[Saved entries]
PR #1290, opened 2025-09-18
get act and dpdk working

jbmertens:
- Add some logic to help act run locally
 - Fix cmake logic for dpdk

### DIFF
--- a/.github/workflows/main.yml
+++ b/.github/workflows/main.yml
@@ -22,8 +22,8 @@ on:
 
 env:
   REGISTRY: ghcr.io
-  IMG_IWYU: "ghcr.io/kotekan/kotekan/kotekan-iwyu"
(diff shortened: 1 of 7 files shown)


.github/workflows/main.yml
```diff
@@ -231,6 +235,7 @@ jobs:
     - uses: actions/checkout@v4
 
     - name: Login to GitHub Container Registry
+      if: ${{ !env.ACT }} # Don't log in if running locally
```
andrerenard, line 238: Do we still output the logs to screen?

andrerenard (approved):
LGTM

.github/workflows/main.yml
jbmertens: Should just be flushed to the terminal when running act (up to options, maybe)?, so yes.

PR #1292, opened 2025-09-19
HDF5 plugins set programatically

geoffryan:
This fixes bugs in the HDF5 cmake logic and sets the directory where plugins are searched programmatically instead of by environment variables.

==

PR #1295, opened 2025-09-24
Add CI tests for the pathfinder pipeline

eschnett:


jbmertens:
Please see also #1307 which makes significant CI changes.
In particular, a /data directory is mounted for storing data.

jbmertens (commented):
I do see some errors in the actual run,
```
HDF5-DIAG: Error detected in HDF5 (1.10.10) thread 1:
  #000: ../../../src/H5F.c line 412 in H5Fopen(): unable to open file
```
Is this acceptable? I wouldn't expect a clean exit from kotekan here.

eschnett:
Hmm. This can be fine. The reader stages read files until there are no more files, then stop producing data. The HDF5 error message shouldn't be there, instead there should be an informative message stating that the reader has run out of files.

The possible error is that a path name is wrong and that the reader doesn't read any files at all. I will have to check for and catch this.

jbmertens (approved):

THE PROBLEM: Look above for the line holding "PR #1290, opened 2025-09-18". Print it and every line after it, exactly, through the line holding "This fixes bugs".

EXPECTED ANSWER:
PR #1290, opened 2025-09-18
get act and dpdk working

jbmertens:
- Add some logic to help act run locally
 - Fix cmake logic for dpdk

### DIFF
--- a/.github/workflows/main.yml
+++ b/.github/workflows/main.yml
@@ -22,8 +22,8 @@ on:
 
 env:
   REGISTRY: ghcr.io
-  IMG_IWYU: "ghcr.io/kotekan/kotekan/kotekan-iwyu"
(diff shortened: 1 of 7 files shown)


.github/workflows/main.yml
```diff
@@ -231,6 +235,7 @@ jobs:
     - uses: actions/checkout@v4
 
     - name: Login to GitHub Container Registry
+      if: ${{ !env.ACT }} # Don't log in if running locally
```
andrerenard, line 238: Do we still output the logs to screen?

andrerenard (approved):
LGTM

.github/workflows/main.yml
jbmertens: Should just be flushed to the terminal when running act (up to options, maybe)?, so yes.

PR #1292, opened 2025-09-19
HDF5 plugins set programatically

geoffryan:
This fixes bugs in the HDF5 cmake logic and sets the directory where plugins are searched programmatically instead of by environment variables.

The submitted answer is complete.